What to store in quarantine

original message/payload (or a secure reference if sensitive)
error classification and stack trace
dedup key and correlation IDs
the exact checkpoint/phase where it failed
next action: drop, fix-and-replay, manual review

Quarantine is not a dead-letter queue you forget. It’s an operational inbox with ownership and a defined resolution workflow.

Exactly-once in the real world is “effectively once”

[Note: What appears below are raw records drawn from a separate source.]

PR #8232, opened 2026-01-17
Add `array.flatten` built-in function

### LINKED ISSUE #8226: Consider adding array.concat_n built-in function
A few of the builtins that deal with collections in some way have a "normal" version that accepts 2 arguments, and a `_n` version that takes an array of any number of items. A notable exception is `array.concat`, which currently has no `array.concat_n` sibling for cases where more than arrays should be merged. It would be nice to be able to replace nested `array.concat` calls with a single call to `array.concat_n`. Implementation-wise I believe this should be simple enough not to put too much of a burden on the maintainers of alternative OPA implementations either. 

Should we add an `array.concat_n` built-in function?

If we do, I'm entertaining the idea of perhaps having it accept not just an array of arrays (but that would of course work as expected), but an array _of any_, where non-array items simply get appended to the output array. e.g:

```rego
array.concat_n([[1, 2], [3], [4]]) # => [1, 2, 3, 4]
array.concat_n([[1, 2], [3], 4])   # => [1, 2, 3, 4]
array.concat_n([[1], 2, [3, 4]])   # => [1, 2, 3, 4]
```

This would make it quite ergonomic to build arrays out of whatever parts you've got, without having to create a wrapper array around anything that isn't already one. Looking at the `array.concat` calls in Regal's policies and the majority looks like this: `array.concat([node], path)` (i.e. one or both arguments wrapped in `[]`).

I haven't given this too much thought yet though, so perhaps that approach comes with some drawbacks I haven't considered? Happy to hear what others think!

anderseknert:
Originally meant to be `array.concat_n`, but this name is better as the behavior of this function differs from `array.concat` — namely that `array.flatten` accepts any type of valued in the input array. Only arrays are however flattened, and the rest are appended directly to the flattened output.

Note that this function only flattens at the topmost level of the inpu array — not recursively! Which a cursory look at a few other languages suggested was the common case. But if others feel we should flatten more, I'm happy to make an update.

The C code for a Wasm implementstion here is cowboy coded, and I did not manage to run the tests on my machine due to some `docker` <-> `container` differences. I mostly just imitated the existing code in the array category. I doubt it'll work on the first try, but only CI can judge me.

Also:
- Remove `opa fmt` step from the Rego CI step, as this is done by Regal anyway a little later in the list of tasks.
- Replace some hard-coded `docker` nmes in the `Makefile` with `$(DOCKER)`
- Added name of built-in function missing to the unsupportedBuiltinErr error, as it has happened a few times now that I've used `:=` in a query, and had no clue what built-in it referred to.

Fixes #8226

### DIFF
--- a/v1/ast/builtins.go
+++ b/v1/ast/builtins.go
@@ -95,6 +95,7 @@ var DefaultBuiltins = [...]*Builtin{
 
 	// Arrays
 	ArrayConcat,
+	ArrayFlatten,
 	ArraySlice,
 	ArrayReverse,
 
@@ -889,6 +890,18 @@ var ArrayConcat = &Builtin{
 			types.Named("y", types.NewArray(nil, types.A)).Description("the second array"),
 		),
 		types.Named("z", types.NewArray(nil, types.A)).Description("the concatenation of `x` and `y`"),
+	),
+	CanSkipBctx: true,
+}
+
+var ArrayFlatten = &Builtin{
+	Name:        "array.flatten",
+	Description: "Non-recursively unpacks array items in arr into the flattened array. Other types are appended as-is.",
+	Decl: types.NewFunction(
+		types.Args(
+			types.Named("arr", types.NewArray(nil, types.A)).Description("the array to be flattened"),
+		),
+		types.Named("flattened", types.NewArray(nil, types.A)).Description("array flattened one level"),
 	),
 	CanSkipBctx: true,
 }
--- a/v1/topdown/array.go
+++ b/v1/topdown/array.go
@@ -43,6 +43,40 @@ func builtinArrayConcat(_ BuiltinContext, operands []*ast.Term, iter func(*ast.T
 	return iter(ast.ArrayTerm(arrC...))
 }
 
+func builtinArrayFlatten(_ BuiltinContext, operands []*ast.Term, iter func(*ast.Term) error) error {
+	arr, err := builtins.ArrayOperand(operands[0].Value, 1)
+	if err != nil {
+		return err
+	}
+
+	size := arr.Len()
+	preAlloc := size
+
+	for i := range size {
+		if nested, ok := arr.Elem(i).Value.(*ast.Array); ok {
+			preAlloc += nested.Len() - 1
+		}
+	}
+
+	if size == preAlloc {
+		return iter(operands[0]) // Empty array, or no nested arrays -> nothing to flatten.
+	}
+
+	flattened := make([]*ast.Term, 0, preAlloc)
+	for i := range size {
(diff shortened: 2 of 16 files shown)


anderseknert:
Lol, my C code seems to work? All the Wasm tests are passing. 

ig9OoyenpxqdCQyABmOQBZDI0duHk2QZZmWg2Hxd4ro-495190217

v1/ast/builtins.go
```diff
@@ -893,6 +894,18 @@ var ArrayConcat = &Builtin{
 	CanSkipBctx: true,
 }
 
+var ArrayFlatten = &Builtin{
+	Name:        "array.flatten",
+	Description: "Non-recursively unpacks array items in arr into the flattened array. Other types are appended as-is.",
```
srenatus, line 899: Do you think we'll want a recursive variant, too? 🤔

v1/topdown/array.go
```diff
@@ -43,6 +43,40 @@ func builtinArrayConcat(_ BuiltinContext, operands []*ast.Term, iter func(*ast.T
...
+	if err != nil {
+		return err
+	}
+
+	size := arr.Len()
+	preAlloc := size
+
+	for i := range size {
+		if nested, ok := arr.Elem(i).Value.(*ast.Array); ok {
+			preAlloc += nested.Len() - 1
```
srenatus, line 57: Took me a moment to think about if this works for empty arrays, but it's fine: we'll get `nested.Len() == 0` and thus remove the spot (by `-1`) for the element in the target array.

v1/ast/builtins.go
anderseknert: Possibly. So we're back to calling it `array.concat_n` then? 🙂 I do like not having to ceremonially wrap things in array literals to have them appended.

anderseknert: @srenatus ?

srenatus: I'm fine with either. Let's flip a mobile phone. (cc @johanfylling)

johanfylling: It came up screen-up📱

anderseknert: Meaning? 😄

srenatus: We had talked about now having coins to toss, so we'd need to toss mobile phones. What name do you want now? Let's get this merged.... or I'll close it. :sunglasses:

anderseknert: Alright, it'll remain `array.flatten` then. I doubt it'll happen, but should someone identify a need to flatten at either arbitrary or up to some provided level later, we can always add a more generic `flatten` function (or what have you) later, that may also account for sets.

PR #8233, opened 2026-01-17
perf(topdown): optimize bindings allocation with dynamic pre-sizing

### LINKED ISSUE #7266: perf: bindings implementation results in costly custom function calls on hot path
Calling custom functions in a hot path (read: thousands of iterations) allocates a surprisingly large amount of memory for something that intuitively looks trivial / cheap to policy authors. I've added a [benchmark test case](https://github.com/open-policy-agent/opa/blob/682fbc1d589678873b0de6c2d69d284ccc0e3466/v1/rego/rego_bench_test.go#L74) in OPA previously, and while there are more factors at play here, the most obvious resource hog as far as memory utilization is concerned is the implementation of the bindings "array hashmap". Ironically, this implementation is itself an optimization, where an array is used for the first 16 items before switching over to a map. I have no reason to doubt that this may be an optimization in cases where many bindings need to be handled, but for a rule like the one in the example below — where only a single binding is actually used, this leaves us in a spot where each iteration allocates an array with room pre-allocated for 16 bindings, but only 1 is ever getting used!

```rego
refs contains value if {
    walk(input, [_, value]) # thousands of items
    is_ref(value)
}

is_ref(value) if value.type == "ref"
is_ref(value) if value[0].type == "ref"
```

Running `BenchmarkCustomFunctionInHotPath` with pprof's memory profiler enabled leaves no doubt as to where most of the cost is incurred. 

```
    0.65GB 37.79% 37.79%     0.65GB 37.79%  github.com/open-policy-agent/opa/v1/topdown.(*bindingsArrayHashmap).Put
    0.27GB 15.69% 53.48%     1.48GB 85.73%  github.com/open-policy-agent/opa/v1/topdown.evalFunc.evalOneRule
    0.22GB 12.87% 66.35%     0.30GB 17.50%  github.com/open-policy-agent/opa/v1/topdown.evalFunc.evalOneRule.func1
    0.18GB 10.19% 76.53%     1.13GB 65.47%  github.com/open-policy-agent/opa/v1/topdown.(*eval).biunifyTermsRec
    0.13GB  7.76% 84.29%     1.70GB 98.09%  github.com/open-policy-agent/opa/v1/topdown.(*eval).biunifyArraysRec
    0.08GB  4.54% 88.83%     0.08GB  4.54%  github.com/open-policy-agent/opa/v1/topdown.newBindings (inline)
    0.06GB  3.50% 92.33%     1.71GB 98.60%  github.com/open-policy-agent/opa/v1/topdown.(*eval).evalStep
    0.05GB  2.91% 95.24%     1.71GB 98.60%  github.com/open-policy-agent/opa/v1/topdown.(*eval).evalExpr
    0.02GB   0.9% 96.14%     0.02GB   0.9%  github.com/open-policy-agent/opa/v1/topdown.evalFunc.evalCache
    0.01GB  0.68% 96.82%     0.01GB  0.68%  github.com/open-policy-agent/opa/v1/ast.(*trieTraversalResult).Add
```

In other words, we're allocating 650 megabytes for bindings where only 40 is needed / used. While this may be an extreme case, it's not a contrived one, and this was originally observed in Regal using quite real Rego :)

We should look into alternative implementations for bindings. Ideally one where we allocate exactly for what we need upfront (could the compiler tell us?) but if that's not possible, at least a much better ratio than our current one.

alex60217101990:
# Optimize bindings allocation to reduce memory waste in function evaluation

## Summary

Fixes #7266 - Reduces bindings memory over-allocation from **16x waste** to near-optimal sizing for function evaluation hot paths.

**Key improvements:**
- **11-21% memory reduction** for functions with >16 arguments
- **8-13% performance gain** for large binding sets

## Problem

The original bindings implementation always pre-allocated space for 16 bindings, regardless of actual needs:

```go
const maxLinearScan = 16

type bindingsArrayHashmap struct {
    a *[maxLinearScan]bindingArrayKeyValue  // Always 16 slots!
}
```

**Real-world impact** (from issue #7266):
- Function with **2 arguments** allocates **128 bytes** (87% waste)
- Hot path calling function **1000 times** wastes **~100 KB**
- Large workload: **650MB allocated** where only **40MB used**

## Solution

Introduced **compile-time size hints** for bindings allocation:

```go
// New: size-aware constructor
func newBindingsWithSize(id uint64, instr *Instrumentation, sizeHint int) *bindings

// Applied at function evaluation
sizeHint := len(args)  // Known at compile time
e.e.childWithBindingSizeHint(rule.Body, child, sizeHint)
```

**Smart allocation strategy:**
- `sizeHint ≤ 16`: Lazy array allocation (same as before)
- `sizeHint > 16`: Pre-allocate map directly (skip array → map transition)

### Memory Improvement for Large Bindings

```
20 bindings:
  Before: 5990 ns/op   3583 B/op   106 allocs/op
  After:  5194 ns/op   3199 B/op   105 allocs/op
  Improvement: 13.3% faster, 10.7% less memory

50 bindings:
  Before: 13758 ns/op   8803 B/op   258 allocs/op
  After:  12615 ns/op   6978 B/op   255 allocs/op
  Improvement: 8.3% faster, 20.7% less memory
```

### Array → Map Transition Cost Eliminated

For functions with >16 arguments, we now:
- **Skip array allocation** entirely
- **Avoid transition overhead** (copy + reallocate)
- **Save ~15% execution time**

### Key Code: Size-Aware Array/Map Selection

```go
func newBindingsArrayHashmapWithSize(sizeHint int) bindingsArrayHashmap {
    if sizeHint <= 0 || sizeHint <= maxLinearScan {
        // Small: use lazy array (same as default)
        return bindingsArrayHashmap{}
    }

    // Large: pre-allocate map (skip array entirely)
    return bindingsArrayHashmap{
        m: make(map[ast.Var]bindingArrayKeyValue, sizeHint),
    }
}
```

### Key Code: Function Evaluation Optimization

```go
func (e *evalFunc) evalOneRule(...) (*ast.Term, error) {
    child := evalPool.Get()
    defer evalPool.Put(child)

    // Optimization: pre-size based on known argument count
    sizeHint := len(args)  // Compile-time information
    e.e.childWithBindingSizeHint(rule.Body, child, sizeHint)

    // ... rest of evaluation
}
```

### DIFF
--- a/v1/topdown/eval.go
+++ b/v1/topdown/eval.go
@@ -234,15 +234,6 @@ func (e *eval) childWithBindingSizeHint(query ast.Body, cpy *eval, sizeHint int)
 	cpy.findOne = false
 }
 
-// estimateBodyBindingCount returns estimated bindings count for a rule body.
-func estimateBodyBindingCount(body ast.Body) int {
-	if len(body) == 0 {
-		return 0
-	}
-	estimate := min(len(body), maxLinearScan)
-	return estimate
-}
-
 func (e *eval) next(iter evalIterator) error {
 	e.index++
 	err := e.evalExpr(iter)
@@ -2377,7 +2368,7 @@ func (e *evalFunc) partialEvalSupportRule(rule *ast.Rule, path ast.Ref) error {
 	child := evalPool.Get()
 	defer evalPool.Put(child)
 
-	e.e.childWithBindingSizeHint(rule.Body, child, estimateBodyBindingCount(rule.Body))
+	e.e.childWithBindingSizeHint(rule.Body, child, ast.EstimateBodyBindingCount(rule.Body))
 	child.traceEnter(rule)
 
 	e.e.saveStack.PushQuery(nil)
@@ -2915,7 +2906,7 @@ func (e evalVirtualPartial) evalAllRulesNoCache(rules []*ast.Rule) (*ast.Term, e
 	defer evalPool.Put(child)
 
 	for _, rule := range rules {
-		e.e.childWithBindingSizeHint(rule.Body, child, estimateBodyBindingCount(rule.Body))
+		e.e.childWithBindingSizeHint(rule.Body, child, ast.EstimateBodyBindingCount(rule.Body))
 		child.traceEnter(rule)
 		err := child.eval(func(*eval) error {
 			child.traceExit(rule)
@@ -2951,7 +2942,7 @@ func (e evalVirtualPartial) evalOneRulePreUnify(iter unifyIterator, rule *ast.Ru
 	child := evalPool.Get()
 	defer evalPool.Put(child)
 
-	e.e.childWithBindingSizeHint(rule.Body, child, estimateBodyBindingCount(rule.Body))
+	e.e.childWithBindingSizeHint(rule.Body, child, ast.EstimateBodyBindingCount(rule.Body))
 
 	child.traceEnter(rule)
 	var defined bool
@@ -3046,7 +3037,7 @@ func (e evalVirtualPartial) evalOneRulePostUnify(iter unifyIterator, rule *ast.R
 	child := evalPool.Get()
 	defer evalPool.Put(child)
 
-	e.e.childWithBindingSizeHint(rule.Body, child, estimateBodyBindingCount(rule.Body))
+	e.e.childWithBindingSizeHint(rule.Body, child, ast.EstimateBodyBindingCount(rule.Body))
 
 	child.traceEnter(rule)
 	var defined bool
@@ -3133,7 +3124,7 @@ func (e evalVirtualPartial) partialEvalSupportRule(rule *ast.Rule, _ ast.Ref) (b
 	child := evalPool.Get()
 	defer evalPool.Put(child)
 
-	e.e.childWithBindingSizeHint(rule.Body, child, estimateBodyBindingCount(rule.Body))
+	e.e.childWithBindingSizeHint(rule.Body, child, ast.EstimateBodyBindingCount(rule.Body))
 	child.traceEnter(rule)
 
 	e.e.saveStack.PushQuery(nil)
@@ -3623,7 +3614,7 @@ func (e evalVirtualComplete) evalValueRule(iter unifyIterator, rule *ast.Rule, p
 	child := evalPool.Get()
 	defer evalPool.Put(child)
 
-	e.e.childWithBindingSizeHint(rule.Body, child, estimateBodyBindingCount(rule.Body))
+	e.e.childWithBindingSizeHint(rule.Body, child, ast.EstimateBodyBindingCount(rule.Body))
 	child.findOne = findOne
 	child.traceEnter(rule)
 	var result *ast.Term
@@ -3662,7 +3653,7 @@ func (e evalVirtualComplete) partialEval(iter unifyIterator) error {
 	defer evalPool.Put(child)
 
 	for _, rule := range e.ir.Rules {
-		e.e.childWithBindingSizeHint(rule.Body, child, estimateBodyBindingCount(rule.Body))
+		e.e.childWithBindingSizeHint(rule.Body, child, ast.EstimateBodyBindingCount(rule.Body))
 		child.traceEnter(rule)
 
 		err := child.eval(func(child *eval) error {
@@ -3738,7 +3729,7 @@ func (e evalVirtualComplete) partialEvalSupportRule(rule *ast.Rule, packagePath 
 	child := evalPool.Get()
 	defer evalPool.Put(child)
 
-	e.e.childWithBindingSizeHint(rule.Body, child, estimateBodyBindingCount(rule.Body))
+	e.e.childWithBindingSizeHint(rule.Body, child, ast.EstimateBodyBindingCount(rule.Body))
 	child.traceEnter(rule)
 
 	e.e.saveStack.PushQuery(nil)


anderseknert:
Thanks! Busy week ahead, and I'll need some time to review and test this against a few real projects. Just know that it's on my backlog, and I'm looking forward to see what the results will be.

As an aside — you don't need to rebase your PRs on top of main every time it changed. We can do rebase just before merging, if it comes to that.

srenatus:
@anderseknert your call! 🩰

anderseknert:
Alright, taking this for a test drive 🙂

v1/topdown/bindings_alloc_bench_test.go
```diff
@@ -0,0 +1,256 @@
...
+					b.Fatal(err)
+				}
+			}
+		})
+	}
+}
+
+// BenchmarkWalkWithCustomFunction simulates the common pattern of using walk() with custom predicates.
+// This is the exact scenario described in issue #7266.
+func BenchmarkWalkWithCustomFunction(b *testing.B) {
```
anderseknert: That issue also links to an [existing benchmark](https://github.com/open-policy-agent/opa/blob/682fbc1d589678873b0de6c2d69d284ccc0e3466/v1/rego/rego_bench_test.go#L74) ;) Which I think is sufficient. The other benchmarks here are good to stay though.

v1/topdown/bindings_alloc_bench_test.go
```diff
@@ -0,0 +1,256 @@
+// Copyright 2017 The OPA Authors.  All rights reserved.
```
anderseknert: Those were the days! But as much as I wish to go back, we should probably use the current year here.

alex60217101990:
@anderseknert  Thanks for the review! I've addressed the feedback and did some additional profiling.

### Changes Made
1. Updated copyright year to 2026
2. Removed duplicate benchmarks (`BenchmarkCustomFunctionInHotPath` and `BenchmarkWalkWithCustomFunction`)
3. Performed memory profiling to identify main allocation sources

### Memory Profile Analysis Results
Profiled the 20 bindings benchmark to understand where memory is actually consumed:

| Component | Memory | % of Total | Key Observation |
|-----------|--------|-----------|-----------------|
| AST Term Creation (VarTerm + IntNumberTerm) | 1.85GB | 44.8% | Main hotspot |
| Bindings structure (Put + map) | 1.15GB | 27.9% | Target of this PR |
| Map pre-allocation | 1.00GB | 23.7% | Optimized with hint |
| Other | 0.13GB | 3.6% | - |

Key Finding: Almost half of memory consumption comes from AST term creation (`VarTerm` and `IntNumberTerm`), not from bindings structure itself. This explains the "modest increase in allocations" you observed in Regal benchmarks - 85-90% of allocations are AST operations outside this optimization's scope.

### IntNumberTerm Optimization
Since `IntNumberTerm` showed up as a major hotspot (22.6% of memory), I optimized it to use cached Terms.

**Results (20 bindings):**

| Metric | Before Bindings PR | After Bindings + IntTerm | Total Improvement |
|--------|-------------------|-------------------------|-------------------|
| Time | baseline | 5,096 ns/op | -21.3% |
| Memory | baseline | 2,775 B/op | -22.4% |
| Allocations | baseline | 67 allocs/op | -37.4% |

### Combined Impact on Regal Scenarios

For typical Regal use cases (2-5 bindings):

| Bindings | Time | Memory | Allocations |
|----------|------|--------|-------------|
| 2 | -10% | -29% | -33% |
| 5 | -15% | -50% | -41% |

### VarTerm Optimization (Future Work)

`VarTerm` accounts for 22.2% of memory. Caching common variable names ("x", "i", "value", etc.) could yield an additional ~15% memory reduction. This would be better suited for a separate PR to keep changes focused.

anderseknert:
Thanks for the update @alex60217101990. I'll re-review the latest change tonight or tomorrow, but that sounds promising. 

> This explains the "modest increase in allocations" you observed in Regal benchmarks

I think you're right about more efficient reuse of var/int terms would be good, but that's orthogonal to this issue — there's AFAICS nothing in your change that would cause OPA to allocate more of those. I believe this is simply a side-effect of us previously having over-allocated memory for bindings, which while expensive does mean we were less likely to dynamically need to grow those buffers during eval than we are now, as only for function calls do we try to estimate an initial size currently. 

That's fine, as the Regal benchmarks show that in the average case we're still coming out better than before. But a more substantial win could likely be achieved if we were able to predict the number of bindings upfront in more cases. I mean, it _should_ all be possible as all of them are realistically known at the time of evaluation. Doesn't mean it's easy, though :)

alex60217101990:
@anderseknert, thanks for your suggestion - it was really insightful:

> "a more substantial win could likely be achieved if we were able to predict the number of bindings upfront in more cases"

I've extended the optimization to **comprehensions** and **rules**. These seemed like the natural next targets since they're evaluated constantly - comprehensions in linting tools like Regal, and rules being the most common evaluation primitive.

### 1. Comprehensions

Added `EstimateBindingCount()` methods to all comprehension types in `v1/ast/term.go`:

```go
func (ac *ArrayComprehension) EstimateBindingCount() int {
    if len(ac.Body) == 0 {
        return 0
    }

	estimate := min(len(ac.Body), 16)
	return estimate
}
```

I'm using `len(Body)` as the size hint (capped at 16). It's simple and fast - most comprehensions have 1-3 expressions, each typically defining 0-1 variables, so body length gives a decent conservative estimate.

Then updated the 3 comprehension cache builders (`buildComprehensionCacheArray`, `buildComprehensionCacheSet`, `buildComprehensionCacheObject`) to use `childWithBindingSizeHint` instead of `child`.

### 2. Rules

Same approach for rules - added an `estimateBodyBindingCount()` helper and updated 6+ rule evaluation sites throughout `v1/topdown/eval.go`:
- `partialEvalSupportRule`
- `evalAllRulesNoCache`
- `evalTermRecursive`
- `evalVirtualPartial` (multiple sites)
- and a few others

I benchmarked against main branch baseline (20 iterations each).

| Benchmark | Baseline (ns/op) | Optimized (ns/op) | Speed | Baseline (B/op) | Optimized (B/op) | Memory ↓ |
|-----------|------------------|-------------------|---------|-----------------|------------------|----------|
| ArrayComp_1Var | 52,410 | 47,968 | **8.5%** | 13,816 | 13,786 | 0.2% |
| ArrayComp_2Vars | 48,086 | 45,249 | **5.9%** | 14,682 | 14,654 | 0.2% |
| ArrayComp_3Vars | 55,643 | 51,892 | **6.7%** | 15,531 | 15,504 | 0.2% |
| SetComp_1Var | 43,876 | 38,701 | **11.8%** | 13,676 | 13,652 | 0.2% |
| SetComp_2Vars | 46,757 | 42,303 | **9.5%** | 14,808 | 14,782 | 0.2% |
| ObjectComp_2Vars | 50,012 | 48,978 | **2.1%** | 14,926 | 14,900 | 0.2% |
| ObjectComp_3Vars | 68,377 | 62,342 | **8.8%** | 15,780 | 15,752 | 0.2% |
| ArrayComp_20Elements | 64,580 | 58,680 | **9.1%** | 17,692 | 17,671 | 0.1% |
| SetComp_20Elements | 74,718 | 59,910 | **19.8%** | 18,644 | 18,621 | 0.1% |
| NestedComp | 187,854 | 82,254 | **56.2%** | 21,336 | 21,308 | 0.1% |
| Rule_1Expr | 82,953 | 36,218 | **56.3%** | 13,350 | 13,374 | -0.2% |
| Rule_2Exprs | 83,128 | 38,902 | **53.2%** | 13,404 | 13,439 | -0.3% |
| Rule_3Exprs | 51,281 | 28,462 | **44.5%** | 13,430 | 13,514 | -0.6% |
| Rule_5Exprs | 64,558 | 36,426 | **43.6%** | 13,558 | 13,639 | -0.6% |
| Rule_10Exprs | 52,431 | 36,974 | **29.5%** | 14,238 | 14,142 | 0.7% |

**Average: 24.4% speed improvement**

Rules saw the biggest gains (30-56% faster), and nested comprehensions got a huge boost (56%). Memory savings are modest but consistent - the real win is avoiding reallocations and better cache locality.

**Why body length instead of precise counting?**

I initially tried a more sophisticated approach - walking the AST to count actual variable definitions. Turns out it was 8-91% slower with no memory benefit. `WalkVars` over-counts (it counts references, not definitions), and building a proper analysis added too much overhead.

Body length is simple, fast (basically free), and conservative. For the rare cases where it over-estimates, the dynamic growth still works fine.

**Why cap at 16?**

Keeps it consistent with your `maxLinearScan` threshold in `bindingsArrayHashmap`. Plus comprehensions with >16 expressions are pretty rare.

anderseknert:
@alex60217101990 I’ll try to get back to this today or tomorrow. Sorry about the delay!

srenatus:
We have a 1-PR-at-a-time policy for contributors. @anderseknert can you get back to it?

v1/topdown/eval.go
```diff
@@ -222,16 +222,27 @@ func (e *eval) closure(query ast.Body, cpy *eval) {
...
 }
 
+// estimateBodyBindingCount returns estimated bindings count for a rule body.
+func estimateBodyBindingCount(body ast.Body) int {
+	if len(body) == 0 {
+		return 0
+	}
+	estimate := min(len(body), maxLinearScan)
+	return estimate
+}
```
anderseknert:
```suggestion
func estimateBodyBindingCount(body ast.Body) (estimate int) {
	if l := len(body); l > 0 {
		estimate = min(l, maxLinearScan)
	}
	return estimate
}
```


And I'd suggest you make this exported and move it to term.go, so we can use a single function for this (including all comprehension types)

v1/ast/term.go
```diff
@@ -669,8 +673,9 @@ func NumberTerm(n json.Number) *Term {
 }
 
 // IntNumberTerm creates a new Term with an integer Number value.
+// For values between -1 and 512, returns a cached Term to reduce allocations.
 func IntNumberTerm(i int) *Term {
-	return &Term{Value: newIntNumberValue(i)}
+	return internedIntNumberTerm(i)
```
anderseknert, line 685: Good!

alex60217101990:
@anderseknert  Thanks for the thorough review! All feedback points addressed. The code is cleaner now. 🙂

While refactoring, I noticed there was also a duplicate `estimateBodyBindingCount` in `eval.go` doing the same thing (same constant, same logic), so removed that too and switched everything to use `ast.EstimateBodyBindingCount` directly.

Would appreciate another look when you get a chance!

anderseknert (approved):
Thanks! I hadn't looked to closely at the benchmarks before, and think there are a few style issues there.. but I can fix those post merge. Let's get this in.

srenatus:
@alex60217101990 This PR's benchmarks don't work, it seems: https://github.com/open-policy-agent/opa/actions/runs/22054786009/job/63720139499#step:3:1197 Please fix this, if you find the time. (While you're at it, let's remove all the "warmup", it's a not thing you do with Golang's benchmark framework.)

alex60217101990:
fix PR: https://github.com/open-policy-agent/opa/pull/8327

пн, 16 февр. 2026 г. в 10:39, Stephan Renatus ***@***.***>:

Most systems cannot guarantee global exactly-once delivery across network boundaries. What you can guarantee is exactly-once effects for the business action you defined. The practical recipe looks like this:

Dedup key: ensures one business effect per logical action.
Checkpointing: ensures safe restarts without repeating expensive or risky sub-steps.
Quarantine: prevents bad inputs from consuming unlimited retries and blocking the queue.

Implementation sketch you can adapt

A minimal, durable implementation usually includes three tables:

runs: dedup_key (unique), status, result metadata.
checkpoints: dedup_key, phase/cursor, updated_at.
quarantine: payload reference, error, classification, owner, resolution state.

Then structure the automation like a transaction around side effects:

Attempt to INSERT the run record with the dedup key. If it already exists and succeeded, return the stored outcome.
Read checkpoint. Process the next unit. Write checkpoint only after the unit is safely committed.
Classify errors. Retry transient failures with backoff. Quarantine permanent failures with enough context to replay after fixing.

Operational details that make the patterns stick

Idempotent notifications: treat Slack/email/webhooks as side effects with their own dedup keys.
Observability: log the dedup key in every step so you can trace a replay end-to-end.
Schema evolution: version your payloads; store a payload hash to detect unexpected changes.
Runbooks: define who owns quarantine triage and how “fix-and-replay” is performed safely.

When these pieces are in place, replays stop being scary. They become a normal operational tool: safe, auditable, and fast to recover.